Goal of the exercise :: Would you print each of the entries below precisely as given?

** Opening Given records block **

PR #94, opened 2020-03-23
Handle `Push.rev` and `Push.revs` consistently

ahal:
The motivation here is to enforce more guarantees on the `rev` and `revs` properties. That it is the long form in the former, and that it exists at all in the latter.

This could potentially slow down performance, as it means we query `json-automationrelevance` in the `Push` constructor. I plan on using this fact to detect non-existent pushes early in a follow-up PR.

I theorize that we pretty much always need to query `json-automationrelevance` anyway, so my hope is that the overall perf impact is minimal.

### DIFF
--- a/mozci/push.py
+++ b/mozci/push.py
@@ -33,19 +33,30 @@ class Push:
 
     def __init__(self, revs, branch="autoland"):
         if isinstance(revs, str):
+            self._revs = None
             revs = [revs]
+        else:
+            self._revs = revs
 
-        self.revs = revs
         self.branch = branch
-        self._hgmo = HGMO.create(self.rev, branch=self.branch)
-        self.index = BASE_INDEX.format(branch=self.branch, rev=self.rev)
+        self._hgmo = HGMO.create(revs[0], branch=self.branch)
 
         self._id = None
         self._date = None
 
+        # Need to use full hash in the index.
+        if len(revs[0]) == 40:
+            self.rev = revs[0]
+        else:
+            self.rev = self._hgmo["node"]
+
+        self.index = BASE_INDEX.format(branch=self.branch, rev=self.rev)
+
     @property
-    def rev(self):
-        return self.revs[0]
+    def revs(self):
+        if not self._revs:
+            self._revs = [c["node"] for c in self._hgmo.changesets]
+        return self._revs
 
     @memoized_property
     def backedoutby(self):
--- a/mozci/util/hgmo.py
+++ b/mozci/util/hgmo.py
@@ -18,14 +18,9 @@ class HGMO:
     CACHE = {}
 
     def __init__(self, rev, branch="autoland"):
-        self.rev = rev
-        self.branch = branch
-
         self.context = {
-            "branch": "integration/autoland"
-            if self.branch == "autoland"
-            else self.branch,
-            "rev": self.rev,
+            "branch": "integration/autoland" if branch == "autoland" else branch,
+            "rev": rev,
         }
 
     @staticmethod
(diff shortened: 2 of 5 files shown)


marco-c:
> I theorize that we pretty much always need to query json-automationrelevance anyway, so my hope is that the overall perf impact is minimal.

Right now we are querying it only for getting backout information of some pushes if I'm not mistaken. After #38, we wouldn't use it at all.

What if we didn't allow building a Push with a single rev but always with a list of revs? In all usages in mozci we are always passing a list of revs (except in tests).

ahal:
The problem with that is it makes it very difficult to instantiate a `Push` object manually (I do this all the time in e.g ipython).

I guess I could move `revs` back behind an `@property` and only load it if `revs` *wasn't* passed in via the constructor. Though this still creates the opportunity for users/automation to pass in an invalid set of revs.

I'd still like to solve the problem of the shortened 'rev' though.. Would you be opposed to querying the regular `hgmo` data in the constructor? We use that for more things, including `push.parent` / `push.child`. So it seems much more likely we'd need that anyway.

marco-c:
> The problem with that is it makes it very difficult to instantiate a Push object manually (I do this all the time in e.g ipython).

I guess I could move revs back behind an @property and only load it if revs wasn't passed in via the constructor. Though this still creates the opportunity for users/automation to pass in an invalid set of revs.

What if we added a static function to create a push object given a single rev?
Or, if we want to make single rev the default, offer a way to avoid the HGMO load when we already have the list of revs (maybe revs could be an optional parameter of the constructor).

> I'd still like to solve the problem of the shortened 'rev' though.. Would you be opposed to querying the regular hgmo data in the constructor? We use that for more things, including push.parent / push.child. So it seems much more likely we'd need that anyway.

When we get the pushes from ActiveData, we cache the parents and children: https://github.com/mozilla/mozci/blob/66db80c5aba69d1aca6cda3231c8933b845d6fd6/mozci/push.py#L563-L568. So we only ever actually call parent for the very first pushes returned by ActiveData and child for the very last pushes.
So probably better to use automationrelevance so that we at least also cache the is_backout info.

ahal:
> Or, if we want to make single rev the default, offer a way to avoid the HGMO load when we already have the list of revs (maybe revs could be an optional parameter of the constructor).

This is what the latest revision of this PR is doing already :)

> So we only ever actually call parent for the very first pushes returned by ActiveData and child for the very last pushes.
> So probably better to use automationrelevance so that we at least also cache the is_backout info.

Ok, I guess we could pretty easily only do this if the revision is less than the full 40 characters. So it wouldn't have any perf impact as long as the full hash is used. It's important to do this because otherwise, the `self.index` is invalid and we get weird errors when trying to download artifacts and things.

mozci/push.py
```diff
@@ -33,19 +33,26 @@ class Push:
...
-        self.revs = revs
+        rev = revs[0]
         self.branch = branch
-        self._hgmo = HGMO.create(self.rev, branch=self.branch)
-        self.index = BASE_INDEX.format(branch=self.branch, rev=self.rev)
+        self._hgmo = HGMO.create(rev, branch=self.branch)
 
         self._id = None
         self._date = None
+        self.rev = self._hgmo['node']
```
marco-c: > This is what the latest revision of this PR is doing already :)

Isn't this going to trigger a load from hgmo?

ahal: Yes, I meant it does the `revs` thing on demand already.. The latest push is the one that also only gets `self.rev` from hgmo optionally.

ahal:
I was kind of hoping this PR would give us a way to verify that the `Push` is valid directly in the constructor. But since we don't hit `hgmo` in all cases, we won't be able to tell until later. I guess that will have to do.

Issue #85, opened 2020-03-12
Ensure we raise well-documented exceptions in each function


ahal:
A lot of things can go wrong in the process of downloading artifacts/querying AD/etc. We should make sure that each API surface only raises well-defined exceptions that are listed in our API docs (see issue #51).

This allows consumers to decide which errors to catch + ignore, and which ones to leave alone.

ahal:
This is more of an ongoing thing we should strive to do at this point, so closing the issue.

PR #95, opened 2020-03-23
Raise custom exceptions for common failure cases

ahal:
Currently we don't do any exception handling, resulting in a mixture of confusing `KeyError`s and `requests.HTTPError`s being raised to the user.

We should catch these and re-raise them with Python 3's `raise from` syntax:
```
try:
   self._hgmo.get('rev')
except requests.HTTPError as e:
    if e.response.status_code == 404:
        raise PushNotFoundException from e
    raise
```

### DIFF
--- a/mozci/errors.py
+++ b/mozci/errors.py
@@ -1,0 +1,16 @@
+# -*- coding: utf-8 -*-
+
+
+class BasePushException(Exception):
+    def __init__(self, rev, branch, msg):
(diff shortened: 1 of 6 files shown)


ahal:
The first two commits were supposed to be part of the other PR. I guess I did something wrong.. Was trying to make this PR based on the other one.

ahal:
This partially fixes issue #85.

** Closing Given records block **

Exercise response ::
PR #94, opened 2020-03-23
Handle `Push.rev` and `Push.revs` consistently

ahal:
The motivation here is to enforce more guarantees on the `rev` and `revs` properties. That it is the long form in the former, and that it exists at all in the latter.

This could potentially slow down performance, as it means we query `json-automationrelevance` in the `Push` constructor. I plan on using this fact to detect non-existent pushes early in a follow-up PR.

I theorize that we pretty much always need to query `json-automationrelevance` anyway, so my hope is that the overall perf impact is minimal.

### DIFF
--- a/mozci/push.py
+++ b/mozci/push.py
@@ -33,19 +33,30 @@ class Push:
 
     def __init__(self, revs, branch="autoland"):
         if isinstance(revs, str):
+            self._revs = None
             revs = [revs]
+        else:
+            self._revs = revs
 
-        self.revs = revs
         self.branch = branch
-        self._hgmo = HGMO.create(self.rev, branch=self.branch)
-        self.index = BASE_INDEX.format(branch=self.branch, rev=self.rev)
+        self._hgmo = HGMO.create(revs[0], branch=self.branch)
 
         self._id = None
         self._date = None
 
+        # Need to use full hash in the index.
+        if len(revs[0]) == 40:
+            self.rev = revs[0]
+        else:
+            self.rev = self._hgmo["node"]
+
+        self.index = BASE_INDEX.format(branch=self.branch, rev=self.rev)
+
     @property
-    def rev(self):
-        return self.revs[0]
+    def revs(self):
+        if not self._revs:
+            self._revs = [c["node"] for c in self._hgmo.changesets]
+        return self._revs
 
     @memoized_property
     def backedoutby(self):
--- a/mozci/util/hgmo.py
+++ b/mozci/util/hgmo.py
@@ -18,14 +18,9 @@ class HGMO:
     CACHE = {}
 
     def __init__(self, rev, branch="autoland"):
-        self.rev = rev
-        self.branch = branch
-
         self.context = {
-            "branch": "integration/autoland"
-            if self.branch == "autoland"
-            else self.branch,
-            "rev": self.rev,
+            "branch": "integration/autoland" if branch == "autoland" else branch,
+            "rev": rev,
         }
 
     @staticmethod
(diff shortened: 2 of 5 files shown)


marco-c:
> I theorize that we pretty much always need to query json-automationrelevance anyway, so my hope is that the overall perf impact is minimal.

Right now we are querying it only for getting backout information of some pushes if I'm not mistaken. After #38, we wouldn't use it at all.

What if we didn't allow building a Push with a single rev but always with a list of revs? In all usages in mozci we are always passing a list of revs (except in tests).

ahal:
The problem with that is it makes it very difficult to instantiate a `Push` object manually (I do this all the time in e.g ipython).

I guess I could move `revs` back behind an `@property` and only load it if `revs` *wasn't* passed in via the constructor. Though this still creates the opportunity for users/automation to pass in an invalid set of revs.

I'd still like to solve the problem of the shortened 'rev' though.. Would you be opposed to querying the regular `hgmo` data in the constructor? We use that for more things, including `push.parent` / `push.child`. So it seems much more likely we'd need that anyway.

marco-c:
> The problem with that is it makes it very difficult to instantiate a Push object manually (I do this all the time in e.g ipython).

I guess I could move revs back behind an @property and only load it if revs wasn't passed in via the constructor. Though this still creates the opportunity for users/automation to pass in an invalid set of revs.

What if we added a static function to create a push object given a single rev?
Or, if we want to make single rev the default, offer a way to avoid the HGMO load when we already have the list of revs (maybe revs could be an optional parameter of the constructor).

> I'd still like to solve the problem of the shortened 'rev' though.. Would you be opposed to querying the regular hgmo data in the constructor? We use that for more things, including push.parent / push.child. So it seems much more likely we'd need that anyway.

When we get the pushes from ActiveData, we cache the parents and children: https://github.com/mozilla/mozci/blob/66db80c5aba69d1aca6cda3231c8933b845d6fd6/mozci/push.py#L563-L568. So we only ever actually call parent for the very first pushes returned by ActiveData and child for the very last pushes.
So probably better to use automationrelevance so that we at least also cache the is_backout info.

ahal:
> Or, if we want to make single rev the default, offer a way to avoid the HGMO load when we already have the list of revs (maybe revs could be an optional parameter of the constructor).

This is what the latest revision of this PR is doing already :)

> So we only ever actually call parent for the very first pushes returned by ActiveData and child for the very last pushes.
> So probably better to use automationrelevance so that we at least also cache the is_backout info.

Ok, I guess we could pretty easily only do this if the revision is less than the full 40 characters. So it wouldn't have any perf impact as long as the full hash is used. It's important to do this because otherwise, the `self.index` is invalid and we get weird errors when trying to download artifacts and things.

mozci/push.py
```diff
@@ -33,19 +33,26 @@ class Push:
...
-        self.revs = revs
+        rev = revs[0]
         self.branch = branch
-        self._hgmo = HGMO.create(self.rev, branch=self.branch)
-        self.index = BASE_INDEX.format(branch=self.branch, rev=self.rev)
+        self._hgmo = HGMO.create(rev, branch=self.branch)
 
         self._id = None
         self._date = None
+        self.rev = self._hgmo['node']
```
marco-c: > This is what the latest revision of this PR is doing already :)

Isn't this going to trigger a load from hgmo?

ahal: Yes, I meant it does the `revs` thing on demand already.. The latest push is the one that also only gets `self.rev` from hgmo optionally.

ahal:
I was kind of hoping this PR would give us a way to verify that the `Push` is valid directly in the constructor. But since we don't hit `hgmo` in all cases, we won't be able to tell until later. I guess that will have to do.

Issue #85, opened 2020-03-12
Ensure we raise well-documented exceptions in each function


ahal:
A lot of things can go wrong in the process of downloading artifacts/querying AD/etc. We should make sure that each API surface only raises well-defined exceptions that are listed in our API docs (see issue #51).

This allows consumers to decide which errors to catch + ignore, and which ones to leave alone.

ahal:
This is more of an ongoing thing we should strive to do at this point, so closing the issue.

PR #95, opened 2020-03-23
Raise custom exceptions for common failure cases

ahal:
Currently we don't do any exception handling, resulting in a mixture of confusing `KeyError`s and `requests.HTTPError`s being raised to the user.

We should catch these and re-raise them with Python 3's `raise from` syntax:
```
try:
   self._hgmo.get('rev')
except requests.HTTPError as e:
    if e.response.status_code == 404:
        raise PushNotFoundException from e
    raise
```

### DIFF
--- a/mozci/errors.py
+++ b/mozci/errors.py
@@ -1,0 +1,16 @@
+# -*- coding: utf-8 -*-
+
+
+class BasePushException(Exception):
+    def __init__(self, rev, branch, msg):
(diff shortened: 1 of 6 files shown)


ahal:
The first two commits were supposed to be part of the other PR. I guess I did something wrong.. Was trying to make this PR based on the other one.

ahal:
This partially fixes issue #85.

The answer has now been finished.